The paralysis is evident inside finance functions. Nearly half of SMEs (46%) admit they cannot model future scenarios effectively, with leadership indecision compounding the problem. ERP systems are also under scrutiny: 48% of respondents say recent disruption has exposed weaknesses in their platforms, yet only 18% are prioritising upgrades. The contradiction is stark — companies recognise systemic failures but are reluctant to invest in tools that could reduce long-term exposure.
Instead, many SMEs are defaulting to defensive measures. Supplier diversification and reshoring (43%), strengthening finance skills (43%), and stockpiling through expanded domestic warehousing (38%) top the list of planned responses. These are pragmatic levers, but most remain at the planning stage. CPiO’s data shows a clear imbalance: 66% are preparing contingency plans, while far fewer have implemented structural changes.

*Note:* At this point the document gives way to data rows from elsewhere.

PR #8342, opened 2019-12-20
Fix /whatsnew page 72 logos (Fixes #8341)

### LINKED ISSUE #8341: Logo paths on /whatsnew page 72 are broken
It looks like https://github.com/mozilla/bedrock/pull/8276 removed some logos that https://github.com/mozilla/bedrock/pull/8330 was using, so the page is throwing a 500.

https://www.allizom.org/en-US/firefox/72.0/whatsnew/all/

alexgibson:
## Description
- Fixes logo image paths for 72 WNP.
- Adds functional test for the page.

http://localhost:8000/en-US/firefox/72.0/whatsnew/all/

## Issue / Bugzilla link
#8341

## Testing
Test run: https://gitlab.com/mozmeao/www-config/pipelines/104577579

### DIFF
--- a/bedrock/firefox/tests/test_base.py
+++ b/bedrock/firefox/tests/test_base.py
@@ -398,7 +398,7 @@ class TestWhatsNew(TestCase):
         req.locale = 'es-ES'
         self.view(req, version='72.0')
         template = render_mock.call_args[0][1]
-        assert template == ['firefox/whatsnew/index.html']
+        assert template == ['firefox/whatsnew/index-account.html']
 
     # end 72.0 whatsnew tests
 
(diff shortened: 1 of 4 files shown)


bedrock/firefox/tests/test_base.py
```diff
@@ -398,7 +398,7 @@ def test_fx_72_0_0_fallback(self, render_mock):
         req.locale = 'es-ES'
         self.view(req, version='72.0')
         template = render_mock.call_args[0][1]
-        assert template == ['firefox/whatsnew/index.html']
+        assert template == ['firefox/whatsnew/index-account.html']
```
pmac: I don't see a change that would cause this test to change. Is it currently failing?

alexgibson: Yeah this is currently failing on master. The branch that merged wasn't up to date, so the failure didn't get picked up by Circle.

pmac: That is an issue with our current process. Maybe something we can fix next year.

The consequence is a business environment stuck in caution. Inflexible systems and limited forecasting capabilities prevent SMEs from moving beyond “wait-and-see” strategies, leaving supply chains vulnerable to further disruption. As major technology players, from Texas Instruments to Apple, accelerate US-based manufacturing in response to tariffs, the knock-on effects for Asian suppliers — and their downstream UK partners — remain unresolved.

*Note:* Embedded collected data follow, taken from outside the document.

PR #8343, opened 2019-12-20
Document Fluent file configuration (Fixes #8335)

### LINKED ISSUE #8335: Update docs on configuring Fluent files for extraction (pontoon / vendor)
## Description

During the process of creating new Fluent files for translation, we also need to configure those files in bedrock so that extraction happens into the correct buckets (i.e. pontoon / vendor). Currently our docs don't mention this part of the process. We should detail how we have our buckets configured, how to make changes to them, and what the implications are for making choices.

The syntax for the config files is documented here: https://moz-l10n-config.readthedocs.io/

alexgibson:
@pmac @Pike r?

### DIFF
--- a/docs/l10n.rst
+++ b/docs/l10n.rst
@@ -329,6 +329,52 @@ the template with the context. You can use the ``ftl_files`` argument with this 
     def about_view(request):
         render(request, 'about.html', {'name': 'Duder'}, ftl_files='mozorg/about')
 
+Fluent File Configuration
+-------------------------
+
+In order for a Fluent file to be extracted through automation and sent out for localization,
+it must first be configured to go through one or more distinct pipelines. This is controlled
+via a set of configuration files:
+
+- `Vendor`_, locales translated by an agency, and paid for by Marketing (locales covered by staff are also included in this group).
+- `Pontoon`_, locales translated by Mozilla contributors.
+- `Special templates`_, for locales with dedicated templates that don't go through the localization process (not currently used).
+
+Each configuration file consists of a pre-defined set of locales for which each group is
+responsible for translating. The locales defined in each file should not be changed without
+first consulting the with L10n team, and such changes should not be a regular occurence.
+
+To establish a localization strategy for a Fluent file, it needs to be included as a path
+in one or more configuration files. For example:
+
+.. code-block:: text
+
+    [[paths]]
+        reference = "en/mozorg/mission.ftl"
+        l10n = "{locale}/mozorg/mission.ftl"
+
+You can read more about configuration files in the `L10n Project Configuration`_ docs.
+
+Using a combination of vendor and pontoon configuration offers a flexible but specific set of
+options to choose from when it comes to defining an l10n strategy for a page. The available
+choices are:
+
+#. Staff locales.
+#. Staff + select vendor locales.
+#. Staff + all vendor locales.
+#. Staff + vendor + pontoon.
+#. All pontoon locales (for non-marketing content only).
+
+When choosing an option, it's important to consider that vendor locales have a cost associated
+with them, and pontoon leans on the goodwill of our volunteer community. Typically, only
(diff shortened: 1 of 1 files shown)


docs/l10n.rst
```diff
@@ -329,6 +329,39 @@ the template with the context. You can use the ``ftl_files`` argument with this
...
+Fluent File Configuration
+-------------------------
+
+In order for a Fluent file to be extracted through automation and sent out for localization,
+it must first be configured to go through one or more distinct pipelines. This is controlled
+via a set of configuration files:
+
+- `Vendor`_, locales translated by an agency, and paid for by Marketing (locales covered by staff are also included in this group).
+- `Pontoon`_, locales translated by Mozilla contributors.
+- `Special templates`_, for locales with dedicated templates that don't go through the localization process.
```
pmac: I'm still confused about this. Why do we need configuration for this if there won't be a fluent file for these templates? Is it just for the case that we have a fallback template and would want to exclude locales that are already hard coded to avoid superfluous work? Maybe we can add some more information about these at some point.

alexgibson: Yeah, I asked @Pike about this in https://github.com/mozilla/bedrock/pull/8092#pullrequestreview-313368378

I'm still not quite sure as to the real world use case. I guess we could perhaps use this for a pseudo-localization locale. Something that used Fluent files (e.g for testing purposes), but doesn't leave bedrock?

gueroJeff: I would encourage the use of different terminology here. "Vendor" will include staff locales too, meaning that for some locales it won't be translated by an agency. Maybe "external" is the better designation?

Pike: Yes, this is about avoiding un-used work. @gueroJeff told me that staff can do that inside BWX, though. They can decline a particular item of work.

Probably need to gather some experience to see if that's working well with our flow.

docs/l10n.rst
```diff
@@ -329,6 +329,39 @@ the template with the context. You can use the ``ftl_files`` argument with this
...
+.. code-block:: text
+
+    [[paths]]
+        reference = "en/mozorg/mission.ftl"
+        l10n = "{locale}/mozorg/mission.ftl"
+
+It's possible for any given Fluent file to be included in both vendor and pontoon configurations,
+in order for a page to have the broadest possible coverage. When making choices, it's important
+to consider that vendor has a cost associated with it, and pontoon leans on the good will of
+our volunteer community. Choose wisely.
```
gueroJeff: We should clarify this statement for marketing content (which has been very specifically defined for mozorg), as there's are only very specific options available to choose from. The config options  for this content boil down to:
1) Staff locales (2)
2) Staff locales (2) + select vendor locales (n)
3) Staff (2) + all vendor locales (18)
4) Staff + vendor + community

For anything non-marketing, it's assumed that it will always go to Pontoon.

docs/l10n.rst
alexgibson: @gueroJeff I’m using vendor here as a term because that’s what the configuration file itself is called. I’m happy to rename it, but note that the docs above do call out that vendor includes staff locales also.

docs/l10n.rst
alexgibson: I’ll see if I can include expand on this, thanks 👍

docs/l10n.rst
gueroJeff: Gotcha, thanks for clarifying. If other places make that clarifying reference, I think this should be fine.

docs/l10n.rst
gueroJeff: Thank you!

alexgibson:
@gueroJeff I've updated with a more specific list of options as per your recommendation. Let me know if this sounds ok? Thanks!

alexgibson:
Thanks @gueroJeff!

@pmac if this looks ok to you, shall we merge?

For policymakers, the implications are equally uncomfortable. CPiO’s research shows that 48% of UK SMEs want the government to pursue new free-trade agreements, 45% favour diplomacy over retaliation, and 44% demand clearer guidance aligned with shifting tariff schedules. Yet little clarity has emerged, leaving manufacturers and logistics providers to improvise.

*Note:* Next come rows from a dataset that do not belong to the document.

Issue #7574, opened 2019-08-14
Browser Comparison SEO pages 


ejregithub:
## Description

The idea is to provide a one-stop content resource that compares Firefox against our top five competitors in the market. This will consist of one main overview page that provides an intro and overview graphic, and that then links to the five sub-pages (repurposing SEM content) comparing Firefox side-by-side against competitors.

[Brief](https://docs.google.com/document/d/1BkZL_29Qx9rhf1_foCYMD8kju4bHdaGhpv2PcXvPImo/edit)

Structure:
Overview page: Compare Web Browsers
Chrome page: Compare Firefox vs Google Chrome
Safari page: Compare Firefox vs Safari
Edge page: Compare Firefox vs Microsoft Edge
Internet Explorer page: Compare Firefox vs Internet Explorer
Opera page: Compare Firefox vs Opera

We are doing this to boost our organic non-brand visibility and to drive incremental downloads from SEO content. 

---

#### :yellow_heart: Success Criteria :yellow_heart:
- [ ] This is an example of a success criteria. Use a checklist!
- [ ] This is an example of a success criteria.

#### :heavy_exclamation_mark: Risks :heavy_exclamation_mark:
- [ ] This is an example of a risk. Use a checklist!
- [ ] This is an example of a risk.

#### Tasks (in this order for go live priority)
- [x] Launch Overview page: Compare Web Browsers
- [x] Launch Chrome page: Compare Firefox vs Google Chrome
- [ ] Launch Safari page: Compare Firefox vs Safari
- [ ] Launch Edge page: Compare Firefox vs Microsoft Edge
- [ ] Launch Internet Explorer page: Compare Firefox vs Internet Explorer
- [ ] Launch Opera page: Compare Firefox vs Opera

ejregithub:
Design for Overview page: Compare Web Browsers

![image](https://user-images.githubusercontent.com/20547886/63061057-d0e59200-bea8-11e9-8a89-9cb6908cf264.png)

guyfitzpatrick:
Main page English back-translation from German: https://docs.google.com/document/d/1W3CgeHU0-IOY-XZlBIhxPY88Oszx_li8aApHmhJB4AA/edit#heading=h.zgjwb84g9sby

rraue:
The urls will be:
Main page: /firefox/browsers/compare/
Chrome: /firefox/browsers/compare/chrome/
Safari: /firefox/browsers/compare/safari/
[...]

PR #8347, opened 2019-12-22
Combined PR with browser-comparison pages for Edge, IE, Safari, Opera, and image updates for the hub page

sgarrity:
## Description
Adds comparison pages for IE, Edge, Safari, and Opera, and makes some updates to the existing page for Chrome as well as the landing page.

## Issue
#7574 is the epic tracking all of this work

## Testing

- [ ] [Landing page](https://www-demo-browser-compar-nvjrww.herokuapp.com/firefox/browsers/compare/)
- [ ] [Chrome](https://www-demo-browser-compar-nvjrww.herokuapp.com/firefox/browsers/compare/chrome/)
- [ ] [Edge](https://www-demo-browser-compar-nvjrww.herokuapp.com/firefox/browsers/compare/edge/)
- [ ] [IE](https://www-demo-browser-compar-nvjrww.herokuapp.com/firefox/browsers/compare/ie/)
- [ ] [Opera](https://www-demo-browser-compar-nvjrww.herokuapp.com/firefox/browsers/compare/opera/)
- [ ] [Safari](https://www-demo-browser-compar-nvjrww.herokuapp.com/firefox/browsers/compare/safari/)


cgonz0:
@sgarrity @craigcook 
i believe the media query issue with browser logo sizes has already been fixed.
**for /edge**
can we move this block of copy above the existing svg? “At Firefox our privacy policy is transparent….” (security & privacy section)
**for /opera**
the svg (security & privacy) is not behaving properly - when i "view image" in its own browser tab, it looks as it should. i may have to look into this on my end...
**for /ie**
i know some copy changes are still forthcoming, but just noting format for “peril” text (first p / security and privacy section).

craigcook:
> **for /edge**
> can we move this block of copy above the existing svg? “At Firefox our privacy policy is transparent….” (security & privacy section)

Done.

> **for /opera**
> the svg (security & privacy) is not behaving properly - when i "view image" in its own browser tab, it looks as it should. i may have to look into this on my end...

It seems to be working for me, but then I guess I don't know what it's supposed to look like. I do note there's a fairly long pause between animation cycles, so depending on when it scrolls into view it can appear to be frozen for a while until it starts again. Should shorten the delay a tad?

> **for /ie**
> i know some copy changes are still forthcoming, but just noting format for “peril” text (first p / security and privacy section).

Done.

cgonz0:
> It seems to be working for me, but then I guess I don't know what it's supposed to look like. I do note there's a fairly long pause between animation cycles, so depending on when it scrolls into view it can appear to be frozen for a while until it starts again. Should we shorten the delay a tad?
> 
pause is fine so as not to distract from reading text, but for some reason there's an element that disappears in this view and not when i view it outside of the page

craigcook:
> pause is fine so as not to distract from reading text, but for some reason there's an element that disappears in this view and not when i view it outside of the page

Oh I see now, the eyelashes vanish... I wonder if there's some other CSS on the page messing with them. I can look into it (no pun) 👁

cgonz0:
> Oh I see now, the eyelashes vanish... I wonder if there's some other CSS on the page messing with them. I can look into it (no pun) 👁

yea, something going on - would appreciate that, thanks! 👁 👁

sgarrity:
I did a little digging into the eyelashes SVG animation. I don't have it solved, but I will shared what I've learned so far:

First, there's some rogue vendor-prefixed CSS that I think can be removed:

```
#eyelashes {
  -webkit-transform-origin: -25px 150px;
  -moz-transform-origin: 150px 150px;
}
```

I think this can be safely replaced with:
```
#eyelashes {
  transform-origin: 150px 150px;
}
```

Next, it appears that the issue of the animation not working when the SVG is included in the page via the `` tag seems to be related to the `perspective` property.

If I remove all of the `perspective(400px)` from the eyelashes animation, it seems to work. For example, replacing:
`transform:perspective(400px) rotate3d(1,0,0,-5deg)`
with
`transform:rotate3d(1,0,0,-5deg)`

sgarrity:
After doing a bit more experimenting, it seems the original animation (with the `perspective` attributes) works if the SVG is included inline in the HTML file, rather than via the `` tag.

craigcook:
@sgarrity Excellent sleuthing! I hadn't managed to trace it to perspective transform yet, but I did find that embedding the SVG inline worked when the img tag didn't so I wonder if this is down to some quirk of the rendering engine. But I think removing the perspective can fix it.

cgonz0:
> @sgarrity Excellent sleuthing! I hadn't managed to trace it to perspective transform yet, but I did find that embedding the SVG inline worked when the img tag didn't so I wonder if this is down to some quirk of the rendering engine. But I think removing the perspective can fix it.

although subtle, the perspective adds to the animation, so i'd prefer find another fix - if possible.

craigcook:
Temporarily blocked by getting FINAL final approved copy for IE, Edge, and Safari pages.

craigcook:
With final approved copy in place this is ready for a last round of code review. I had reviewed it previously but made enough updates myself along the way that I feel like someone else should give it a quick once-over to make sure I haven't missed something and/or broken something anew.

bedrock/firefox/templates/firefox/compare/chrome.html
```diff
@@ -282,38 +287,55 @@ <h2>{{ _('<strong>Portability</strong>') }}</h2>
...
       </p>
 
+      <p class="compare-version-disclaimer">
+        {% trans %}
+        The comparisons made here were done so across browser release versions as follows:<br> Firefox (70) | Chrome (74)
+        {% endtrans %}
+      </p>
+
+      <aside class="bottom-download-cta">
+        {{ download_firefox(dom_id='download-bottom', alt_copy=_('Download Firefox'), download_location='bottom cta') }}
```
alexgibson: I think our convention here is `secondary cta`?
```suggestion
        {{ download_firefox(dom_id='download-bottom', alt_copy=_('Download Firefox'), download_location='secondary cta') }}
```

bedrock/firefox/templates/firefox/compare/chrome.html
```diff
@@ -201,42 +203,45 @@ <h2>{{ _('<strong>Utility</strong>') }}</h2>
...
       </p>
 
-      <p class="compare-content">
+      <p>
         {% trans %}
         As for customization, our fans will tell you one of the things they love most about our browser is its ability to allow you to move and arrange a majority of the UI elements to best suit your needs. Chrome allows you to hide certain UI elements but there’s not much allowance, if any, for moving things around based on your preferences. However, it should be noted that both Chrome and Firefox make it pretty easy to change your browser’s appearance and theme.
         {% endtrans %}
       </p>
 
+      {% include '/firefox/compare/includes/download-menu-list.html' %}
```
alexgibson: Only the first occurence of this menu in a page seems to work? The others don't seem to open when clicked.

bedrock/firefox/templates/firefox/compare/chrome.html
alexgibson: This is the same for other pages.

bedrock/firefox/templates/firefox/compare/chrome.html
craigcook: I see the problem. I didn't realize the details JS uses an ID to know which menu to open and the include has duplicate IDs (which is a problem anyway, but now it's also breaking the JS). So when you click the second menu it's actually opening the _previous_ one further up the page.

I started to make the ID a variable to pass to the include, but realized that because Stephanie is brilliant and already thought of this, the JS will automatically assign a unique ID itself if ID. So just removing the ID from the include also fixes it.

craigcook:
Updated, now with subnav!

Resilience by design, rather than by reaction, is now the strategic imperative. Diversifying supply chains, embedding robust ERP and forecasting tools, and strengthening financial expertise are not optional extras but critical components of competitiveness under ongoing tariff regimes. Without decisive action, UK SMEs risk remaining in perpetual planning mode while larger competitors seize advantage.
For a deeper breakdown of what CPiO’s survey means for UK supply chains — and how tariffs are exposing a widening resilience gap between SMEs and larger enterprises — visit our dedicated analysis on IN Supply.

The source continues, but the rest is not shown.